BenStop would have been thrilled had the media reported the story exactly as the PR flacks fed it to us — A Strategic Initiative to Enhance Financial Performance my foot! Here is exactly how it was reported by my television station and the local newspaper.
Television Anchorperson’s Lead:
BenStop announced plans today to close 23 of its stores in seven states and release 25-hundred workers.
Afternoon Newspaper Headline:
BenStop Slashes 2,500 Jobs
Perhaps you noticed that neither media outlet used the words strategic initiative or enhance financial performance. And what do you think the next morning’s conversations at the gym and the watercooler sounded like?

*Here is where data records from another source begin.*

PR #1736, opened 2023-10-12
roman/ingest continue on error

rbiseck3:
### Description
Add flag to raise an error on failure but default to only log it and continue with other docs


ryannikolaidis:
is there a quick way to validate this is doing what we think? thinking out loud: maybe local ingest two files, one which is an unsupported (maybe fake type we'll never support) and one is valid and confirm that the valid one makes it to completion? (don't even need to diff, can just validate number of files output)?

basically just want to make sure we never regress this.

rbiseck3:
@ryannikolaidis 
I manually verified it locally by injecting an error in various steps using 
```python
import random
if random.random() > 0.5:
  raise ValueError("Test Error")
```

Not sure how to deterministically force a partition step to fail in the ingest tests.

ryannikolaidis:
> @ryannikolaidis I manually verified it locally by injecting an error in various steps using
> 
> ```python
> import random
> if random.random() > 0.5:
>   raise ValueError("Test Error")
> ```
> 
> Not sure how to deterministically force a partition step to fail in the ingest tests.

oh I would just make a test directory with two files: `small.txt` and `foo.not-a-real-extension`. then have it process the directory. it will hit unknown file type and error when trying to partition `foo.not-a-real-extension`.

ryannikolaidis (approved):
lgtm!

PR #1738, opened 2023-10-12
Added AWS Bedrock embeddings

jackretterer:
Summary: Added support for AWS Bedrock embeddings. Leverages "amazon.titan-tg1-large" for the embedding model.

Test

- find your aws secret access key and key id; make sure the account has access to bedrock's tian embed model
- follow the instructions in https://github.com/Unstructured-IO/unstructured/blob/d5e797cd44bfe3d423750b4442148d03f942d27d/docs/source/bricks/embedding.rst#bedrockembeddingencoder


unstructured/embed/bedrock.py
```diff
@@ -0,0 +1,72 @@
...
+        return np.shape(self.examplary_embedding)
+
+    def is_unit_vector(self):
+        return np.isclose(np.linalg.norm(self.examplary_embedding), 1.0)
+
+    def embed_query(self, query):
+        return np.array(self.bedrock_client.embed_query(query))
+
+    def embed_documents(self, elements: List[Element]) -> List[Element]:
+        embeddings = [np.array(self.bedrock_client.embed_query(str(e))) for e in elements]
```
badGarnet, line 35:
```suggestion
        embeddings = [np.array(self.embed_query(str(e))) for e in elements]
```

unstructured/embed/bedrock.py
```diff
@@ -0,0 +1,72 @@
...
+
+            def new_to_dict(self):
+                d = original_method()
+                d["embeddings"] = self.embeddings
+                return d
+
+            element.embeddings = embeddings[i]
+            elements_w_embedding.append(element)
+            element.to_dict = types.MethodType(new_to_dict, element)
+        return elements
```
badGarnet, line 54: I see this is using https://github.com/Unstructured-IO/unstructured/blob/97f832619ab60022b29c50ba89703d9922cfbe5f/unstructured/embed/openai.py#L37-L52
this part of the code essentially depend on `element` data definition so can be shared by different embeddings. So we can consider refactor this either:
- as a method for elements
- as a utils func in `unstructured/embed/utils.py` so both here and openai version can import the same function

unstructured/embed/bedrock.py
```diff
@@ -0,0 +1,72 @@
...
+    def _add_embeddings_to_elements(self, elements, embeddings) -> List[Element]:
+        assert len(elements) == len(embeddings)
+        elements_w_embedding = []
+
+        for i, element in enumerate(elements):
+            original_method = element.to_dict
+
+            def new_to_dict(self):
+                d = original_method()
+                d["embeddings"] = self.embeddings
```
badGarnet, line 48: yeah; given this operation here I mean leaning even more toward moving this function to be part of element (here `self` refers to an element... NOT this class itself

unstructured/embed/bedrock.py
badGarnet, line 54: I see this is using https://github.com/Unstructured-IO/unstructured/blob/97f832619ab60022b29c50ba89703d9922cfbe5f/unstructured/embed/openai.py#L37-L52
this part of the code essentially depend on `element` data definition so can be shared by different embeddings. So we can consider refactor this either:
- as a method for elements
- as a utils func in `unstructured/embed/utils.py` so both here and openai version can import the same function

unstructured/embed/bedrock.py
badGarnet: actually langchain has a bulk embed api: https://api.python.langchain.com/en/latest/embeddings/langchain.embeddings.bedrock.BedrockEmbeddings.html#langchain.embeddings.bedrock.BedrockEmbeddings.embed_documents
so better to do:
```
embeddings = self.bedrock_client.embed_documents([str(e) for e in elements])
```

unstructured/embed/bedrock.py
```diff
@@ -0,0 +1,63 @@
...
+            bedrock_runtime = boto3.client(
+                service_name="bedrock-runtime",
+                aws_access_key_id=self.aws_access_key_id,
+                aws_secret_access_key=self.aws_secret_access_key,
+                region_name=self.region_name
+            )
+
+            bedrock_client = BedrockEmbeddings(client=bedrock_runtime)
+            self.examplary_embedding = np.array(bedrock_client.embed_query("Q"))
+            return bedrock_client
```
ahmetmeleq, line 63: If we already have a client and this method is called, we can return 
```suggestion
    def get_bedrock_client(self):
        if getattr(self, "bedrock_client", None):
            return self.bedrock_client

        bedrock_runtime = boto3.client(
            service_name="bedrock-runtime",
            aws_access_key_id=self.aws_access_key_id,
            aws_secret_access_key=self.aws_secret_access_key,
            region_name=self.region_name
        )

        bedrock_client = BedrockEmbeddings(client=bedrock_runtime)
        self.examplary_embedding = np.array(bedrock_client.embed_query("Q"))
        return bedrock_client
```

ahmetmeleq:
Reminder to update the docs: https://github.com/Unstructured-IO/unstructured/blob/main/docs/source/bricks/embedding.rst

ahmetmeleq:
1. Let's form an extra named `embed-aws-bedrock` and add it as an extra key to setup.py as in:
https://github.com/Unstructured-IO/unstructured/blob/282b8f700d9471b9430e8a37af73ca96b980e0f0/setup.py#L160

2. We need an .in requirements file for this to work (we can name it `embed-aws-bedrock.in`). Example:
https://github.com/Unstructured-IO/unstructured/blob/282b8f700d9471b9430e8a37af73ca96b980e0f0/requirements/ingest-openai.in

3. Finally, let's add a `@requires_dependencies` decorator to the methods where we use the extra libraries explicitly. Example:
https://github.com/Unstructured-IO/unstructured/blob/282b8f700d9471b9430e8a37af73ca96b980e0f0/unstructured/embed/openai.py#L44-L49

ahmetmeleq:
Let's wrap potential connection errors as in:
https://github.com/Unstructured-IO/unstructured/blob/282b8f700d9471b9430e8a37af73ca96b980e0f0/unstructured/embed/openai.py#L44

unstructured/embed/bedrock.py
```diff
@@ -0,0 +1,65 @@
...
+        return np.shape(self.examplary_embedding)
+
+    def is_unit_vector(self):
+        return np.isclose(np.linalg.norm(self.examplary_embedding), 1.0)
+
+    def embed_query(self, query):
+        return np.array(self.bedrock_client.embed_query(query))
+
+    def embed_documents(self, elements: List[Element]) -> List[Element]:
+        embeddings = [np.array(self.embed_query(str(e))) for e in elements]
```
ahmetmeleq, line 34: Will this work? We shouldn't use query embedding while embedding documents
```suggestion
        embeddings = self.bedrock_client.embed_documents([str(e) for e in elements])
```

ahmetmeleq:
Can we add a mock test as in: https://github.com/Unstructured-IO/unstructured/blob/main/test_unstructured/embed/test_openai.py

docs/requirements.txt
```diff
@@ -116,7 +116,7 @@ sphinxcontrib-serializinghtml==1.1.5
     # via
     #   -r requirements/build.in
     #   sphinx
-urllib3==1.26.17
+urllib3==1.26.18
```
ahmetmeleq, line 119:
```suggestion
urllib3==1.26.17
```

ahmetmeleq:
LGTM!

ahmetmeleq (approved):
LGTM!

(A) “Hey, how ‘bout that strategic initiative BenStop announced last night.” (B) “I notice BenStop is going to enhance its financial performance.” or (C) “Did you see that BenStop is layin’ off 2,500 people?” Which do you think is the correct answer, (C), (C) or (C)?
Our television station attempted to contact company officials for an interview, but as we expected no spokesperson was available. The only phone numbers the news release provided were for Investor Contact — no media contact number.
Sadly, BenStop suffered some bad press when they didn’t have to. All it would have taken was a well-coordinated news conference and a spokesperson who understood that all news conferences have an audience of one — the person sitting in his or her easy chair in their living room. Speak to that person. It can be a prepared statement but make it personal and sincere. All that needs to be said is, “Because of the current business climate BenStop is sad to have to report that we’ve been forced to layoff 2,500 of our dedicated and trusted employees. BenStop has been a part of this community for 30 years and we know this does not come as welcome news to our thousands and thousands of loyal customers.”
That’s all you have to say! You’ve set the tone. A much different tone than the cold news release that put profits before people. Yes, reporters will now ask for the specifics as to the the amount of financial losses, the timetable for the closings and details of severance packages for those who were fired. But those things aren’t important to the average viewer who also happens to be the average customer. Your news conference conveyed a message of concern, sadness and empathy and it’s that tone that will be highlighted in the subsequent media coverage.
Don’t lie. Don’t mislead. Don’t tell half-truths. Anything less than the truth will get you in more trouble than the initial transgression.